● **Supplied information**
########

PR #1069, opened 2021-04-06
Add territories to country aggregation

TomGoBravo:
This PR addresses https://trello.com/c/idSo6rgo/1215-add-territories-to-usa-aggregation-and-investigate-any-diff-from-nyt

This PR does not fix the problem with stalled cumulative tails getting truncated on state level timeseries causing the country level aggregated timeseries having unexpectedly low or NA values for recent dates.

## Tested

```
./run.py data update
```
shows small increase in country level stats and no other changes.


cli/data.py
```diff
@@ -150,10 +150,14 @@ def update(aggregate_to_country: bool, state: Optional[str], fips: Optional[str]
     multiregion_dataset = multiregion_dataset.append_regions(cbsa_dataset)
     multiregion_dataset.print_stats("CountyToCBSAAggregator")
 
+    # TODO(tom): Add a clean to store intermediate values instead of commenting out code like this:
```
mikelehen, line 153: missing a word ("clean way"?)

cli/data.py
```diff
@@ -175,13 +179,18 @@ def aggregate_cbsa(output_path: pathlib.Path):
...
+    dataset = timeseries.MultiRegionDataset.from_wide_dates_csv(
+        pathlib.Path("data/pre-agg-wide-dates.csv")
+    ).add_static_csv_file(pathlib.Path("data/pre-agg-static.csv"))
+    dataset = region_aggregation.aggregate_regions(
+        dataset,
+        pipeline.us_states_and_territories_to_country_map(),
+        reporting_ratio_required_to_aggregate=DEFAULT_REPORTING_RATIO,
+    )
+    dataset.write_to_wide_dates_csv(
+        pathlib.Path("data/post-agg-wide-dates.csv"), pathlib.Path("data/post-agg-static.csv")
```
mikelehen, line 192: Is this code useless without the commented-out code above? Seems like it at least warrants a TODO comment explaining the state of affairs and how / when you'd use this command.

mikelehen (approved):

cli/data.py
TomGoBravo: I added a `help` attribute with some info so it appears in `./run.py data --help` and `./run.py data aggregate-states-to-country --help` and the source.

cli/data.py
TomGoBravo: Fixed.

PR #1076, opened 2021-04-12
add update_test_combined_data command line options

TomGoBravo:
I've been using a subset of data created with 

```
./run.py data update-test-combined-data --no-truncate-dates --state SD
cp tests/data/test-combined-wide-dates.csv data/multiregion-wide-dates.csv
cp tests/data/test-combined-static.csv data/multiregion-static.csv
```

to browse SD data while working on https://trello.com/c/KdcwKHwK/1241-several-south-dakota-counties-have-fully

### DIFF
--- a/cli/data.py
+++ b/cli/data.py
@@ -280,7 +280,11 @@ def update_case_based_icu_utilization_weights():
         json.dump(output, f, indent=2, sort_keys=True)
 
 
-@main.command()
+@main.command(
+    help="Regenerate the test combined data. The options can be used to produce data for "
+    "testing or experimenting with particular subsets of the entire dataset. Use "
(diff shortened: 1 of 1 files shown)


cli/data.py
```diff
@@ -281,24 +281,39 @@ def update_case_based_icu_utilization_weights():
 
 
 @main.command()
-def update_test_combined_data():
+@click.option(
+    "--truncate-dates/--no-truncate-dates",
```
ghop02, line 285: What's the motivation behind adding this functionality? Will there be multiple test outputs with different data sets of test data? 

Would be good to indicate somewhere why/when this should be used

ghop02 (approved):
Code looks fine - but not sure I understand the intent

PR #1077, opened 2021-04-12
tag vaccine backfill as derived

TomGoBravo:
This PR is part of https://trello.com/c/jeoMFnbb/1243-revisit-backfillvaccinationinitiated

* Adds taglib.Derived that for now has no attributes so is encoded as an empty JSON `"{}"`
* Adds `MultiRegionDataset.add_tag_to_subset` making it easy to add a tag to a subset of time series
* Changes how backfill_vaccination_initiated merges calculated and existing time series without changing behavior

## Tested

Ran `./run.py data update` and checked `git difftool -t vimdiff --no-prompt main -- data/multiregion-annotations.csv` only adds a column.

05eecac asserted that the old and new way of merging the backfill produced the same output. This worked with the current combined data.

### DIFF
--- a/libs/datasets/taglib.py
+++ b/libs/datasets/taglib.py
@@ -56,6 +56,7 @@ class TagType(GetByValueMixin, ValueAsStrMixin, str, enum.Enum):
     CUMULATIVE_LONG_TAIL_TRUNCATED = "cumulative_long_tail_truncated"
     ZSCORE_OUTLIER = "zscore_outlier"
     KNOWN_ISSUE = "known_issue"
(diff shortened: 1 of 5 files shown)


ghop02 (approved):

TomGoBravo:
[Revisit backfill_vaccination_initiated code (1st dose + 2nd dose !== total doses in the case of J&J).](https://trello.com/c/jeoMFnbb/1243-revisit-backfillvaccinationinitiated-code-1st-dose-2nd-dose-total-doses-in-the-case-of-jj)

PR #1080, opened 2021-04-20
apply region-overrides in data pipeline

TomGoBravo:
This PR addresses https://trello.com/c/f27O08ea/1266-make-it-possible-to-block-in-the-backend-using-the-cms

* Copies `https://raw.githubusercontent.com/covid-projections/covid-projections/develop/src/cms-content/region-overrides/region-overrides.json` to `data/region-overrides.json`
* Adds support for changing region-overrides.json into the config expected by https://github.com/covid-projections/covid-data-model/blob/main/libs/datasets/manual_filter.py
* Applies the manual filter during `data update`
* Adds `MultiRegionDataset.rm_tags_from_timeseries_subset` and uses it to drop tags when a time series is entirely dropped.
* Adds new tag type `KnownIssueNoDate`

## Tested

Ran `data update`. It modified every row in `multiregion-wide-dates.csv` so hard to see exactly what changed but a sample looked correct.


TomGoBravo:
[Make it possible to block in the backend using the CMS](https://trello.com/c/f27O08ea/1266-make-it-possible-to-block-in-the-backend-using-the-cms)

libs/datasets/manual_filter.py
```diff
@@ -96,3 +100,70 @@ def run(dataset: timeseries.MultiRegionDataset, config=CONFIG) -> timeseries.Mul
...
+    elif include_str == "region-and-subregions":
+        if region.is_state():
+            regions_included = [RegionMask(states=[region.state])]
+        elif region.level == AggregationLevel.CBSA:
+            regions_included = [region] + cbsa_to_counties_map[region]
+        else:
+            raise ValueError("region-and-subregions only valid for a state and CBSA")
+    elif include_str == "subregions":
+        if not region.is_state():
+            raise ValueError("subregions only valid for a state")
```
mikelehen, line 142: we could trivially support cbsa's too, right?  But I think you're right that we don't need to, so this seems fine. 😁

libs/datasets/manual_filter.py
```diff
@@ -96,3 +100,70 @@ def run(dataset: timeseries.MultiRegionDataset, config=CONFIG) -> timeseries.Mul
...
+        regions_included = [RegionMask(AggregationLevel.COUNTY, states=[region.state])]
+    else:
+        raise ValueError(f"Invalid include_str: {include_str}")
```
mikelehen, line 145: It'd be nice if the errors reflected the JSON syntax, i.e. "include" not "include_str"

tests/libs/datasets/manual_filter_test.py
```diff
@@ -154,3 +159,11 @@ def test_manual_filter_per_bucket_tag():
...
 
     test_helpers.assert_dataset_like(ds_out, ds_expected)
+
+
+def test_region_overrides_transform():
+    aggregator = statistical_areas.CountyToCBSAAggregator.from_local_public_data()
+    transformed = manual_filter.transform_region_overrides(
+        json.load(open(data.REGION_OVERRIDES_JSON)), aggregator.cbsa_to_counties_region_map
+    )
+    pprint.pprint(transformed)
```
mikelehen, line 169: Is this a placeholder test or intentionally meant to just be a smoke test?

libs/datasets/manual_filter.py
```diff
@@ -96,3 +100,70 @@ def run(dataset: timeseries.MultiRegionDataset, config=CONFIG) -> timeseries.Mul
         dataset = filtered_dataset.append_regions(passed_dataset)
 
     return dataset
+
+
+# Possible values from https://github.com/covid-projections/covid-projections/blob/develop/src/cms-content/region-overrides/region-overrides.json
+_METRIC_TO_FIELDS = {
+    "metrics.caseDensity": common_fields.FIELD_GROUP_TO_LIST_FIELDS[FieldGroup.CASES_DEATHS],
```
mikelehen, line 107: I think we probably want this to just be cases.  Or we could rename "metrics.caseDensity" to something else (see below), but in general I think we block cases way more than deaths and probably want to treat them separate.

libs/datasets/manual_filter.py
```diff
@@ -96,3 +100,70 @@ def run(dataset: timeseries.MultiRegionDataset, config=CONFIG) -> timeseries.Mul
...
+    # "metrics.infectionRate": common_fields.FieldGroup.
+    "metrics.testPositivityRatio": common_fields.FIELD_GROUP_TO_LIST_FIELDS[FieldGroup.TESTS],
+    "metrics.icuCapacityRatio": common_fields.FIELD_GROUP_TO_LIST_FIELDS[
+        FieldGroup.HEALTHCARE_CAPACITY
+    ],
+    "metrics.vaccinationsInitiatedRatio": common_fields.FIELD_GROUP_TO_LIST_FIELDS[
+        FieldGroup.VACCINES
+    ],
```
mikelehen, line 115: It seems like your FieldGroup classifications may be a better way of classifying data to be blocked.  Want to propose a set of stringified names we could use in the JSON and I can sanity-check them and maybe I'll move the frontend over to use the same strings (even if it doesn't implement them completely)?  Or do you have other suggestions for a schema/syntax for specifying the fields to be blocked?

mikelehen (commented):
Nice!  That was simpler and quicker than I expected.  Left some comments but this seems like it's on the right track.  Want to propose some schema changes to add start_date (ideally it'd be optional though) and perhaps rework the "metric" naming to be closer to your field groups and generally clean this up?

If there are other open questions to discuss, let me know!

libs/datasets/manual_filter.py
```diff
@@ -96,3 +100,70 @@ def run(dataset: timeseries.MultiRegionDataset, config=CONFIG) -> timeseries.Mul
...
+    region_overrides: Mapping, cbsa_to_counties_map: Mapping[Region, List[Region]]
+) -> Mapping:
+    filter_configs = []
+    for override in region_overrides["overrides"]:
+        if not override.get("blocked"):
+            continue
+        try:
+            filter_configs.append(_transform_one_override(override, cbsa_to_counties_map))
+        except:
+            raise ValueError(f"Problem with {override}")
```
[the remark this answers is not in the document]
TomGoBravo: Python 3 automatically includes the original exception from a raise within an except. https://docs.python.org/3/tutorial/errors.html#exception-chaining

libs/datasets/manual_filter.py
```diff
@@ -96,3 +100,70 @@ def run(dataset: timeseries.MultiRegionDataset, config=CONFIG) -> timeseries.Mul
...
+        region = Region.from_fips(region_str)
+    else:
+        raise ValueError(f"Invalid region: {region_str}")
+
+    include_str = override["include"]
+    if include_str == "region":
+        regions_included = [region]
+    elif include_str == "region-and-subregions":
+        if region.is_state():
+            regions_included = [RegionMask(states=[region.state])]
```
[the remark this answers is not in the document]
TomGoBravo: `RegionMask` doesn't do anything. It is literally 3 lines: a name, an optional level and optional list of states. I can't say much about its behavior in general because it is highly dependent on the context. I removed the default `level = None` so it must be always explicitly given.

libs/datasets/manual_filter.py
TomGoBravo: Done.

cli/data.py
```diff
@@ -104,6 +108,13 @@ def update(aggregate_to_country: bool, state: Optional[str], fips: Optional[str]
         timeseries_field_datasets, static_field_datasets
     )
     _logger.info("Finished combining datasets")
+
+    aggregator = statistical_areas.CountyToCBSAAggregator.from_local_public_data()
```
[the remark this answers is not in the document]
TomGoBravo: Added comment.

tests/libs/datasets/manual_filter_test.py
TomGoBravo: Just a smoke test. Renamed.

libs/datasets/manual_filter.py
TomGoBravo: I don't have that much vision for how this will be used. How about merge and iterate?

libs/datasets/manual_filter.py
TomGoBravo: Changed.

TomGoBravo:
@mikelehen what do you think about the limitation of MultiRegionDataset that it only supports tag/annotations for timeseries that have at least one real value? When a timeseries is dropped we can't leave a tag/gravestone commemorating it. In general it makes sense to drop tags for a timeseries when dropping the values for it (for example when keeping only a subset of all regions) but the region override logic wants to drop a timeseries and keep an annotation for it going down the pipeline.

libs/datasets/manual_filter.py
mikelehen: Okay.  I was mostly just thinking of using the field group names except maybe split cases/deaths, but we can punt for now.

libs/datasets/manual_filter.py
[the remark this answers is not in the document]
mikelehen: Ah, sweet! Thanks for the pointer.

mikelehen (commented):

########

● **Exercise prompt**
In the records above, find the lines containing "else" and copy them.

● **Task response**
+        else:
+    else:
mikelehen, line 107: I think we probably want this to just be cases.  Or we could rename "metrics.caseDensity" to something else (see below), but in general I think we block cases way more than deaths and probably want to treat them separate.
+    else:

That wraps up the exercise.